What you need to do -> In the records below, find each line with "User" and copy it.

++++++++++

Issue #1179, opened 2019-01-09
Post /oauth/token returning 500


hszeto:
**Ruby version**: 2.5.1
**doorkeeper version**: 5.0.1

I'm getting 500 for POST to /oauth/token without the client_id. Is this an expected behavior?

How I obtain the auth code:
```
client = OAuth2::Client.new(client_id, client_secret, :site => site)
client.auth_code.authorize_url(:redirect_uri => redirect_uri)
visit=> http://localhost:3000/oauth/authorize?response_type=code&client_id=...&redirect_uri=...
```
Post token:
```
curl -X POST \
  http://localhost:3000/oauth/token \
  -H 'Content-Type: application/json' \
  -d '{
     "grant_type":"authorization_code",
     "code":"34c34012......40e28cb",
     "client_secret": "4a48e7653b......c0d4f6e3c62f54a",
     "redirect_uri": "http://localhost:3000/callback"
  }'
```

hszeto:
I also observe that, POST /oauth/token without the client secret will return the access token.

```
curl -X POST \
  http://localhost:3000/oauth/token \
  -H 'Content-Type: application/json' \
  -d '{
     "grant_type":"authorization_code",
     "code":"34c34012......40e28cb",
     "client_id":"2c4fd1ccc118c27......156c82a696e7",
     "redirect_uri": "http://localhost:3000/callback"
  }'
```

I  thought the client secret is Required when exchange the code for the access token.

ZilvinasKucinskas:
@hszeto I can verify this is an issue and it should return something like `invalid_client` instead of 500 error. I want to volunteer and fix this issue and open a PR to Doorkeeper.

In regards to the second comment, `client_secret` is not required when using `Authorization Code Grant Flow` as described in [RFC6749](https://tools.ietf.org/html/rfc6749#section-4.1.1).

* If your application is confidential, `client_secret` is required.
* If your application is public, `client_secret` is not required. Public applications are insecure by default.

[More information about client types](https://tools.ietf.org/html/rfc6749#section-2.1)

Check your application - probably `application.confidential` is set to `false`.

PR #1184, opened 2019-01-11
Post /oauth/token returning 500 #1179

hszeto:
This is regarding https://github.com/doorkeeper-gem/doorkeeper/issues/1179

When POST to /oauth/token in the Authorization Code flow without `client_id`, it is currently returning a 500. This fix will check for the `client` in the `validate_client` method and return invalid_grant instead.

### DIFF
--- a/NEWS.md
+++ b/NEWS.md
@@ -7,6 +7,7 @@ User-visible changes worth mentioning.
 
 ## master
 
+- [#1179] Authorization Code flow without client id returns invalid_grant error.
 - [#1182] Fix loopback IP redirect URIs to conform with RFC8252, p. 7.3 (fixes #1170).
 - [#1177] Allow to limit `scopes` for certain `grant_types`
 - [#1162] Fix `enforce_content_type` for requests without body.
--- a/lib/doorkeeper/oauth/authorization_code_request.rb
+++ b/lib/doorkeeper/oauth/authorization_code_request.rb
@@ -53,7 +53,7 @@ module Doorkeeper
       end
 
       def validate_grant
-        return false unless grant && grant.application_id == client.id
+        return false unless grant && client && grant.application_id == client.id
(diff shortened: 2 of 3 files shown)


NEWS.md
```diff
@@ -15,7 +16,7 @@ User-visible changes worth mentioning.
 - [#1176] Fix test factory support for `factory_bot_rails`
 - [#1168]: Allow optional hashing of tokens and secrets.
 
-## 5.0.2
+## 5.0.2g
```
nbulaj: I think we don't need this change

hszeto: fixed.

hszeto:
@nbulaj Can you help with the error from Travis CI? It's complaining about ruby-2.3.7 not installed and Bundler could not find compatible version for gem "bundler".

nbulaj:
@hszeto just ignore it, it's Travis issue

lib/doorkeeper/oauth/authorization_code_request.rb
```diff
@@ -53,7 +53,7 @@ def validate_client
       end
 
       def validate_grant
-        return false unless grant && grant.application_id == client.id
+        return false unless grant && client && grant.application_id == client.id
```
nbulaj: We have `validate :client,       error: :invalid_client`, why it passes blank client?

hszeto: In the Auth Code flow, when I was trying to exchange a code for an access token without sending the client id, it returns 500. While this is an edge case, the server should return a invalid response instead of 500 when a required params is missing.

nbulaj:
Closing in favor of #1185 (it has better solution with validation of a client in the `validate_client`)

Anyway big thanks @hszeto for your work, I really appreciate it! :+1:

++++++++++

Solution below ->
@@ -7,6 +7,7 @@ User-visible changes worth mentioning.
@@ -15,7 +16,7 @@ User-visible changes worth mentioning.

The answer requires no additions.